- _Task directions_: Each line below should be reproduced without any alteration.

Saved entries
PR #150, opened 2017-08-29
Enable TinyDB class for subclassing

ASMfreaK:
I want to be able to do something like this:
```python
from tinydb import TinyDB
class YamlStorage(...):
    ...

class CachingYamlTDB(TinyDB):
    DEFAULT_STORAGE = CachingMiddleware(YamlStorage)
```
This PR enables TinyDB for such sublassing.

### DIFF
--- a/tinydb/database.py
+++ b/tinydb/database.py
@@ -76,8 +76,8 @@ class TinyDB(object):
                         with ``args`` and ``kwargs``.
         """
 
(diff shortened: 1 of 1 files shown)


msiemens:
That makes sense, thanks for the contribution!

msiemens:
Now released in v3.5.0 🎉

ASMfreaK:
Yay~
Thanks)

- _Solution for this problem_:
PR #150, opened 2017-08-29
Enable TinyDB class for subclassing

ASMfreaK:
I want to be able to do something like this:
```python
from tinydb import TinyDB
class YamlStorage(...):
    ...

class CachingYamlTDB(TinyDB):
    DEFAULT_STORAGE = CachingMiddleware(YamlStorage)
```
This PR enables TinyDB for such sublassing.

### DIFF
--- a/tinydb/database.py
+++ b/tinydb/database.py
@@ -76,8 +76,8 @@ class TinyDB(object):
                         with ``args`` and ``kwargs``.
         """
 
(diff shortened: 1 of 1 files shown)


msiemens:
That makes sense, thanks for the contribution!

msiemens:
Now released in v3.5.0 🎉

ASMfreaK:
Yay~
Thanks)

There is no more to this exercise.